Geçtiğimiz aylarda DİSK’e bağlı GENÇ SEN’in kapatılmasının ardından Yargıçlar ve Savcılar Sendikası’nın (YARGI-SEN) kapatılması kararının Yargıtay tarafından onanması, AKP’nin temel hak ve hürriyetlere, sendikal hak ve özgürlüklere bakışını bir kez daha gözler önüne sermiştir.
Tüm toplumsal yaşamı ve kurumları kendi statükosunu sağlamlaştırmak için yeniden dizayn etme amacında olan AKP iktidarı, bu amacına ulaşmak için anayasayı, uluslararası sözleşmeleri, hukuku ayaklar altına alarak kazanılmış hakları yok saymaya devam etmektedir.
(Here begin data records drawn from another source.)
PR #334, opened 2022-04-28
Contracts batch send polish Closes #333

### LINKED ISSUE #333: chore: umbra-periphery polish
- Bump to latest forge-std version. This will require small refactor in `DSTestPlus`:
  - Now we `import "forge-std/Test.sol";` and `contract DSTestPlus is Test`.
  - Libraries are not inherited so still need `using stdStorage for StdStorage`. 
- Most of the current README is how to use a makefile. Let's trim that down, and add a section that describes all main contracts in this folder (right now just the batch send contract, and more will be added in the future).
- Setup CI. Suggest config file to use is below, but not sure how this is affected by the project being a subdirectory instead of at the repo root. I think you might just need a `cd` step before running the forge commands.
- Move `test/` to the root, instead of having it nested within `src/`.
- Remove the unnecessary items in the current foundry config.
- Add a CI profile that has 10k fuzz runs.
- Nit: Some spacing cleanup.
    - Functions and contracts should start on the line below their declaration. We do this in most places, but some have a blank line in between.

Yargı Sen’in kapatılması, kamu emekçilerinin, işçilerin sendikal hak ve özgürlükleri barajlara, yasaklarla sınırlamaya ve mücadeleci sendikaları etkisizleştirmeye yönelik politikaların son halkası olmuştur.
Yargıtay, YARGI- SEN’in kapatılması kararını onarken, 4688 sayılı Kamu Görevlileri Sendikaları Kanunu’na göre yargıçların ve savcıların sendika kuramayacağına hükmetmiştir. Oysa Anayasanın 90. Maddesinin son fıkrası çok açıktır. Buna göre ülkemizin altında imzası bulunan uluslar arası sözleşme ve anlaşma hükümlerinin iç hukuk hükümleri ile çakışması durumunda, söz konusu sözleşme ve anlaşmaların hükümlerinin esas alınacağı kabul edilmektedir. Buna göre başta Uluslar arası Çalışma Örgütünün 87 ve 98 Sayılı sözleşmeleri başta olmak üzere, Birleşmiş Milletler (BM) İnsan Hakları Evrensel Beyannamesi, BM Ekonomik- Sosyal ve Kültürel Haklar Sözleşmesi, BM Kişisel ve Siyasal Haklar Sözleşmesi, İnsan Hakları Avrupa Sözleşmesi gibi ulusal üstü mevzuatta, örgütlenme özgürlüğü bağlamında ayrım yapmaksızın herkesin sendikalar kurmak ve bu sendikalara katılmak hakkına sahip olduğu, açıkça ifade edilmiştir.
Anayasanın açıkça ihlal edilmesi, tüm bu sözleşme ve anlaşmaların yok sayılması sonucunda hukukun ayaklar altına alındığı bir kararla YARGI SEN’in kapatılması kabul edilemez. YARGI -SEN’in kapatarak ülkemize, dünyada ilk defa yargı kararı ile yargıçların ve savcıların üyesi olduğu bir sendikanın kapatıldığı ülke olma utancını yaşatanları kınıyoruz.
Tüm emek ve demokrasi güçlerini hiçbir hukuki dayanağı olmayan, tamamen keyfi bu kapatma kararına karşı sesini yükseltmeye, evrensel sendikal hak ve özgürlük normlarının hâkim olduğu bir ülke için ortak mücadeleye davet ediyoruz.